# New York/NJ Meetup



## Opie (Dec 28, 2006)

Noticed all the old threads about meeting up are gone.  Maybe because nobody wants to meet up lol. But if you live in the NYC Metro area, we could try to arrange something in the future. So don't be shy!


----------



## XxArmyofOnexX (Aug 13, 2007)

I'm in Manhattan on the weekends for the most part so...


----------



## arrow77 (Nov 26, 2007)

Im up for it. Im back in nyc every once in a while


----------



## Tragito (Jul 24, 2009)

I live in Brooklyn. I'm away at school right now. But I can meet up if it's on a Thanksgiving break or something.


----------



## Opie (Dec 28, 2006)

Ok good to see some signs of life in this thread. Hopefully we can get something done before the weather gets colder!!!!!!!!!!!


----------



## rockst4r (May 4, 2009)

im down.


----------



## rockst4r (May 4, 2009)

any suggestions for a location to meetup?


----------



## Some Russian Guy (Mar 20, 2009)

Opie said:


> Ok good to see some signs of life in this thread. Hopefully we can get something done before the weather gets colder!!!!!!!!!!!

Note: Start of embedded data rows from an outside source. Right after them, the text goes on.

PR #403, opened 2020-07-13
Basis functions

varunagrawal:
This PR adds support for Basis functions in GTSAM, such as Chebyshev, Chebyshev2 and Fourier.

Additionally it also has code for basis fitting which uses the newly introduced FunctorizedFactor.


varunagrawal:
Sounds good. :slightly_smiling_face: 

(PS build failed because Github had an outage around 2:30 am CT last night)

dellaert:
@gchenfc this is the PR I mentioned

dellaert:
Ping @JDFlorezCastillo @luoj1

varunagrawal:
FYI I may kill this PR because @dellaert in a previous meeting told me how to go about adding this in.

The idea is to basically create a branch in both GTSAM and Double-Expresso and move stuff incrementally so that things are perfectly in tune.

I'll also migrate double expresso to github.com so everyone who's tagged can look at the code. It's a lot of clever C++ (written by folks smarter than me) so don't hesitate to ask questions.

dellaert:
Don't kill before we chat

gtsam/basis/Basis.h
```diff
@@ -0,0 +1,373 @@
...
+  template <int M>
+  class VectorEvaluationFunctor : protected EvaluationFunctor {
+   protected:
+    typedef Eigen::Matrix<double, M, 1> VectorM;
+    typedef Eigen::Matrix<double, M, -1> MatrixMN;
+    typedef Eigen::Matrix<double, /*MxMN*/ M, -1> Jacobian;
+    Jacobian H_;
+    void calculateJacobian() {
+      typedef Eigen::Matrix<double, M, M> MatrixM;
+      H_ = Eigen::kroneckerProduct(this->weights_, MatrixM::Identity());
```
JDFlorezCastillo, line 102: The [documentation](https://eigen.tuxfamily.org/dox/unsupported/group__KroneckerProduct__Module.html) warns against this syntax - it should be `kroneckerProduct(...).eval()`

gtsam/basis/Basis.h
```diff
@@ -0,0 +1,373 @@
...
+    VectorM operator()(const MatrixMN& F,
+                       OptionalJacobian</*M*N*/ -1, -1> H = boost::none) const {
+      return apply(F, H);
+    }
+  };
+
+  /**
+   * Given M*N Matrix of M-vectors at N Chebyshev points, predict component for
+   * given row i, with 0<i<M.
+   */
```
JDFlorezCastillo, line 140: Component of what?

gtsam/basis/Basis.h
```diff
@@ -0,0 +1,373 @@
...
+  template <int M>
+  class ComponentEvaluationFunctor : public EvaluationFunctor {
+   protected:
+    typedef Eigen::Matrix<double, M, -1> MatrixMN;
+    typedef Eigen::Matrix<double, /*1xMN*/ 1, -1> Jacobian;
+    size_t rowIndex_;
+    Jacobian H_;
+    void calculateJacobian(size_t N) {
```
JDFlorezCastillo, line 148: Is this a manual Kronecker product?

gtsam/basis/Basis.h
```diff
@@ -0,0 +1,373 @@
...
+    using argument_type = typename DERIVED::Parameters;
+    using return_type = double;
+
+    DerivativeFunctor(size_t N, double x) : DerivativeFunctorBase(N, x) {}
+
+    DerivativeFunctor(size_t N, double x, double a, double b)
+        : DerivativeFunctorBase(N, x, a, b) {}
+
+    double apply(const typename DERIVED::Parameters& f,
+                 OptionalJacobian</*1xN*/ -1, -1> H = boost::none) const {
```
JDFlorezCastillo, line 266: Since 1 is known at compile time, perhaps do: `OptionalJacobian< 1, -1>` ?

gtsam/basis/Basis.h
```diff
@@ -0,0 +1,373 @@
...
+    }
+
+    /// Constructor, with optional interval [a,b]
+    VectorDerivativeFunctor(size_t N, double x, double a, double b)
+        : DerivativeFunctorBase(N, x, a, b) {
+      calculateJacobian();
+    }
+
+    VectorM apply(const MatrixMN& F,
+                  OptionalJacobian</*MxMN*/ -1, -1> H = boost::none) const {
```
JDFlorezCastillo, line 309: If M is known, could this instead be: `OptionalJacobian< M, -1>` ?
We interpreted that `M` is a template parameter, so it should already be defined.

gtsam/basis/Basis.h
```diff
@@ -0,0 +1,373 @@
...
+      if (H) *H = H_;
+      return F * this->weights_.transpose();
+    }
+    /// c++ sugar
+    VectorM operator()(const MatrixMN& F, OptionalJacobian</*MxMN*/ -1, -1> H =
+                                              boost::none) const {
+      return apply(F, H);
```
JDFlorezCastillo, line 316: Formatting?

JDFlorezCastillo (changes requested):
Partial review with comments, completed by @gchenfc, @silverwings-zero, and myself (@JDFlorezCastillo)

gtsam/basis/Basis.h
varunagrawal: That's only if we are replacing a matrix, which is not the case here.

> If you want to replace a matrix by its Kronecker product with some matrix, do NOT do this:

gtsam/basis/Basis.h
varunagrawal: Component of the vector.

gtsam/basis/Basis.h
varunagrawal: Kept it like this for consistency. This won't be a major improvement in efficiency since we barely use this particular functor.

gtsam/basis/Basis.h
varunagrawal: Yeah this is old code, definitely needs some more work.

gtsam/basis/tests/testFourier.cpp
```diff
@@ -0,0 +1,250 @@
...
+    graph.add(linearFactor);
+
+    // Create factor to predict value at x
+    PredictFactor<FourierBasis> predictFactor(
+        key, desiredValue, model, FourierBasis::EvaluationFunctor(N, x));
+
+    // Check expression Jacobians
+    EXPECT_CORRECT_FACTOR_JACOBIANS(predictFactor, values, 1e-5, 1e-9);
+
+    auto gaussianFactor = predictFactor.linearize(values);
```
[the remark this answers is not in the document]
varunagrawal: @dellaert can illuminate perhaps?

gtsam/basis/tests/testFourier.cpp
```diff
@@ -0,0 +1,250 @@
...
+  FourierBasis::DerivativeFunctor dfdx(7, x);
+  EXPECT_DOUBLES_EQUAL(numeric_dTdx(0, 0), dfdx(k7Coefficients), 1e-8);
+}
+
+//******************************************************************************
+TEST(Basis, VecDerivativeFunctor) {
+  using DotShape = typename FourierBasis::VectorDerivativeFunctor<2>;
+  const size_t N = 3;
+
+  // MATLAB example, Dec 27 2019, commit 014eded5
```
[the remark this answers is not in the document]
varunagrawal: Check the commit number?

varunagrawal:
So most of the comments by @JDFlorezCastillo seems to be in `Fourier.h` which was something @dellaert mainly worked on. I'll take the feedback into account but I may need help understanding some aspects myself.

gchenfc:
> So most of the comments by @JDFlorezCastillo seems to be in `Fourier.h` which was something @dellaert mainly worked on. I'll take the feedback into account but I may need help understanding some aspects myself.

Probably that was also because we didn't get through all the files - I think we didn't get to Chebyshev, Chebyshev2, or FitBasis

Also, I think most of the comments were superficial in any case

gtsam/basis/Basis.h
```diff
@@ -0,0 +1,381 @@
...
+  /// Call weights for all x in vector, returns M*N matrix where M is the size
+  /// of the vector X.
+  static Matrix WeightMatrix(size_t N, const Vector& X) {
+    Matrix W(X.size(), N);
+    for (int i = 0; i < X.size(); i++)
+      W.row(i) = DERIVED::CalculateWeights(N, X(i));
+    return W;
+  }
+
+  /// Call weights for all x in vector, with interval [a,b]
```
dellaert, line 49: same

gtsam/basis/Basis.h
```diff
@@ -0,0 +1,381 @@
...
+  /// Returns M*N matrix where M is the size of the vector X.
+  static Matrix WeightMatrix(size_t N, const Vector& X, double a, double b) {
+    Matrix W(X.size(), N);
+    for (int i = 0; i < X.size(); i++)
+      W.row(i) = DERIVED::CalculateWeights(N, X(i), a, b);
+    return W;
+  }
+
+  /**
+   * EvaluationFunctor at a given x, applied to Parameters.
```
dellaert, line 59: , calculates f(x;p).

gtsam/basis/Basis.h
```diff
@@ -0,0 +1,381 @@
...
+   * This functor is used to evaluate a parameterized function at a given scalar
+   * value x. When given a specific N*1 vector of Parameters, returns the scalar
+   * value of the function at x, possibly with Jacobian wrpt the parameters.
+   */
+  class EvaluationFunctor {
+   protected:
+    typename DERIVED::Weights weights_;
```
dellaert, line 66: Again, looking at all derived classes, they just say

```
using Weights = Eigen::Matrix<double, /*1xN*/ 1, -1>;
```

i.e., Vector. So just define

```
using Weights = Vector;
```

front of Basis, and remove all mentions of DERIVED::Weights, as well as all typedefs in derived classes.

dellaert (changes requested):
Please do respond to all JD's in a meaningful way. I thought they were very germane and provided a set of fresh eyes. I helped below, and I think we have to resolve to mani issues before next review: (a) unsupported, (b) Weights.

gtsam/basis/Basis.h
```diff
@@ -0,0 +1,373 @@
...
+#include <gtsam/base/Matrix.h>
+#include <gtsam/base/OptionalJacobian.h>
+
+#include <gtsam/3rdparty/Eigen/unsupported/Eigen/KroneckerProduct>
+#include <iostream>
+
+/*
+ *  Concept of a Basis:
+ *    - type Weights, Parameters
+ *    - CalculateWeights(size_t N, double a=default, double b=default)
```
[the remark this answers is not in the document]
varunagrawal: That's an interesting point. In terms of the concept, I believe it is still valid since we do compute the weights for Chebyshev polynomials.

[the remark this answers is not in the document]
varunagrawal: Added the description. Thank you @dellaert!

gtsam/basis/tests/testFourier.cpp
```diff
@@ -0,0 +1,250 @@
...
+
+//******************************************************************************
+TEST(Basis, BasisEvaluationFunctorDerivative) {
+  // If we give the H argument, we get the derivative of fx(0) wrpt coefficients
+  // Needs to be Matrix so it can be used by OptionalJacobian.
+  Matrix H(1, 3);
+  FourierBasis::EvaluationFunctor fx(3, 0);
+  EXPECT_DOUBLES_EQUAL(k3Coefficients[0] + k3Coefficients[1],
+                       fx(k3Coefficients, H), 1e-9);
+}
```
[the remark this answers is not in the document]
varunagrawal: Done!

gtsam/basis/tests/testFourier.cpp
```diff
@@ -0,0 +1,250 @@
...
+        key, desiredValue, model, FourierBasis::EvaluationFunctor(N, x));
+
+    // Check expression Jacobians
+    EXPECT_CORRECT_FACTOR_JACOBIANS(predictFactor, values, 1e-5, 1e-9);
+
+    auto gaussianFactor = predictFactor.linearize(values);
+    auto jacobianFactor =
+        boost::dynamic_pointer_cast<JacobianFactor>(gaussianFactor);
+    CHECK(jacobianFactor);  // makes sure it's indeed a JacobianFactor
+    EXPECT(assert_equal(linearFactor, *jacobianFactor, 1e-9));
```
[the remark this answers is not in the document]
varunagrawal: @dellaert this is for you :stuck_out_tongue_closed_eyes:

gtsam/basis/tests/testFourier.cpp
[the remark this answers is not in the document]
varunagrawal: Done

gtsam/basis/tests/testFourier.cpp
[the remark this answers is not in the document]
varunagrawal: I have updated the names but to be more descriptive of the behavior rather than the testing process.

gtsam/basis/tests/testFourier.cpp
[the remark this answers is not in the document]
varunagrawal: After looking at this in more detail, it is simply a test to check if the linearization of the factor is as expected. This is important since we deal with nonlinear functions all the time, but need to linearize for optimization.

gtsam/basis/tests/testFourier.cpp
```diff
@@ -0,0 +1,250 @@
...
+//******************************************************************************
+// Check derivative in two different ways: numerical and using D on f
+double proxy(double x) {
+  return FourierBasis::EvaluationFunctor(7, x)(k7Coefficients);
+}
+
+TEST(Basis, Derivative7) {
+  // Check Derivative evaluation at point x=0.2
+
+  // calculate expected values by numerical derivative of synthesis
```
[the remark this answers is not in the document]
varunagrawal: Good catch. Should be `proxy`.

gtsam/basis/tests/testFourier.cpp
```diff
@@ -0,0 +1,250 @@
...
+// generalization of the Fourier transform, and constitute a "pseudo-spectral"
+// parameterization. One way to do this is to establish hard constraints that
+// express the relationship between the new parameters and the coefficients.
+// For example, below I'd like the parameters to be the function values at
+// X = {0.1,0.2,0.3}, rather than a 3-vector of coefficients.
+// Because the values f(X) = at these points can be written as f(X) = W(X)*c,
+// we can simply express the coefficents c as c=inv(W(X))*f, which is a
+// generalized Fourier transform. That also means we can create factors with the
+// unknown f-values, as done manually below.
+// TEST(Basis, PseudoSpectral) {
```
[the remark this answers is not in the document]
varunagrawal: Uncommented.

gtsam/basis/Basis.h
```diff
@@ -0,0 +1,381 @@
...
+ * @date July 4, 2020
+ */
+
+#pragma once
+
+#include <gtsam/base/Matrix.h>
+#include <gtsam/base/OptionalJacobian.h>
+#include <gtsam/basis/ParameterMatrix.h>
+
+#include <gtsam/3rdparty/Eigen/unsupported/Eigen/KroneckerProduct>
```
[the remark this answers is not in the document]
varunagrawal: Should be `<unsupported/Eigen/KroneckerProduct>`, very strange structure.

gtsam/basis/Basis.h
varunagrawal: Done

gtsam/basis/Basis.h
```diff
@@ -0,0 +1,381 @@
...
+ *    - CalculateWeights(size_t N, double a=default, double b=default)
+ */
+
+namespace gtsam {
+
+/// CRTP Base class for function bases
+template <typename DERIVED>
+class Basis {
+ public:
+  /// Call weights for all x in vector, returns M*N matrix where M is the size
```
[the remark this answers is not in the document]
varunagrawal: Done

gtsam/basis/Basis.h
varunagrawal: What if we use a parameterization that doesn't use a `Vector`? Code for the now and not the future?

gtsam/basis/Basis.h
varunagrawal: Updated to `OptionalJacobian<1, -1>`.

varunagrawal: I realized why I didn't do this before (and I am certain I gave Frank the same reasoning): `OptionalJacobian` doesn't support mixed static and dynamic sizes. We can either have it be fully static aka `OptionalJacobian<1, N>` or completely dynamic (which is what I have done).

Adding this support is not on my A->B and there is no real need for it per se since the ROI isn't valuable enough IMO.

gtsam/basis/Basis.h
varunagrawal: OptionalJacobian doesn't support mixed static and dynamic templating.

gtsam/basis/Basis.h
varunagrawal: Nope. This is the evaluation of the jacobian which I did by hand and derived this.

gtsam/basis/tests/testFourier.cpp
```diff
@@ -0,0 +1,250 @@
...
+  expected.row(1) << 1, cos(2), sin(2);
+  Vector2 X(1, 2);
+  Matrix actual = FourierBasis::WeightMatrix(3, X);
+  EXPECT(assert_equal(expected, actual, 1e-9));
+}
+
+//******************************************************************************
+TEST(Basis, Decomposition) {
+  // Create example sequence
+  Sequence sequence;
```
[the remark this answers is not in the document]
varunagrawal: I updated the docstring for `Sequence`.

gtsam/basis/tests/testFourier.cpp
```diff
@@ -0,0 +1,250 @@
...
+  const size_t N = 3;
+
+  // MATLAB example, Dec 27 2019, commit 014eded5
+  double h = 2 * M_PI / 16;
+  Vector2 dotShape(0.5556, -0.8315);  // at h/2
+  DotShape dotShapeFunction(N, h / 2);
+  Matrix23 theta = (Matrix32() << 0, 0, 0.7071, 0.7071, 0.7071, -0.7071)
+                       .finished()
+                       .transpose();
+  EXPECT(assert_equal(Vector(dotShape), dotShapeFunction(theta), 1e-4));
```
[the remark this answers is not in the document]
varunagrawal: @dellaert can you elaborate on this please? I can update the test once I understand what the intention was.

gtsam/basis/FitBasis.h
```diff
@@ -0,0 +1,84 @@
...
+
+  /// Constructor
+  FitBasis(size_t N, const Sequence& sequence, const SharedNoiseModel& model) {
+    GaussianFactorGraph::shared_ptr gfg = LinearGraph(sequence, model, N);
+    VectorValues solution = gfg->optimize();
+    parameters_ = solution.at(0);
+  }
+
+  /// Return Fourier coefficients
+  Parameters parameters() { return parameters_; }
```
gchenfc, line 81: function should be marked `const`?

gtsam/basis/FitBasis.h
```diff
@@ -0,0 +1,84 @@
...
+/// Our sequence representation is a map of {x: y} values where y = f(x)
+using Sequence = std::map<double, double>;
+
+/**
+ * Class that does Fourier Decomposition via least squares
+ */
+template <class Basis>
+class FitBasis {
+ public:
+  using Sample = std::pair<double, double>;
```
gchenfc, line 44: just curious, how come `Sequence` is defined in gtsam namespace and `Sample` is defined inside `FitBasis` ?

gtsam/basis/Fourier.h
```diff
@@ -0,0 +1,69 @@
...
+class GTSAM_EXPORT FourierBasis : public Basis<FourierBasis> {
+ public:
+  using Parameters = Eigen::Matrix<double, /*Nx1*/ -1, 1>;
+  using DiffMatrix = Eigen::Matrix<double, /*NxN*/ -1, -1>;
+
+  /**
+   *  Evaluate Real Fourier Weights of size N
+   *  e.g. N=5 yields bases: 1, cos(x), sin(x), cos(2*x), sin(2*x)
+   */
+  static Weights CalculateWeights(size_t N, double x) {
```
gchenfc, line 36: CRTP args `a`/`b`

gtsam/basis/Fourier.h
```diff
@@ -0,0 +1,69 @@
...
+      D(i, i + 1) = k;   // sin'(k*x) = k*cos(k*x)
+      D(i + 1, i) = -k;  // cos'(k*x) = -k*sin(k*x)
+      k += 1;
+    }
+
+    return D;
+  }
+
+  /// Get weights at a given x that calculate the derivative.
+  static Weights DerivativeWeights(size_t N, double x) {
```
gchenfc, line 63: CRTP args a & b

gtsam/basis/ParameterMatrix.h
```diff
@@ -0,0 +1,218 @@
...
+#include <gtsam/base/VectorSpace.h>
+
+#include <iostream>
+
+namespace gtsam {
+
+/**
+ * A matrix abstraction of MxN values at the Basis points.
+ * This class serves as a wrapper over an Eigen matrix.
+ * @tparam T: the type you would like to evaluate using polynomial
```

it's not really that cold in here, just drops a little below zero centigrade...


----------



## rockst4r (May 4, 2009)

alright guys so when are we planning this meetup?


----------



## Opie (Dec 28, 2006)

Saturday, partay at your place Jen!


----------



## rockst4r (May 4, 2009)

LOL....wtf?? why are we the only two ppl actively posting on this thread~~? no one else wants to hang ;(


----------



## Tragito (Jul 24, 2009)

Alright New Yorkers!.....C'mon now! Let's do this! Let's get it together! We can do it. Let's meet up!......but we gotta do it November..... lol.....you know, right before Thanksgiving. Please.......I wanna come too. It'll be great! YAAAAY....lol


----------



## Opie (Dec 28, 2006)

Tragito said:


> Alright New Yorkers!.....C'mon now! Let's do this! Let's get it together! We can do it. Let's meet up!......but we gotta do it November..... lol.....you know, right before Thanksgiving. Please.......I wanna come too. It'll be great! YAAAAY....lol


Why November? Better off doing it before the weather gets colder and less daylight!


----------



## Tragito (Jul 24, 2009)

Opie said:


> Why November? Better off doing it before the weather gets colder and less daylight!


Cause then I can't come.


----------



## Opie (Dec 28, 2006)

Tragito said:


> Cause then I can't come.


Not in the area? Where are you!? lol

C'mon we need more people to express interest here!


----------



## Tragito (Jul 24, 2009)

Can we post this thread in the NYC group? There are 30 members in that group and no one's talking. 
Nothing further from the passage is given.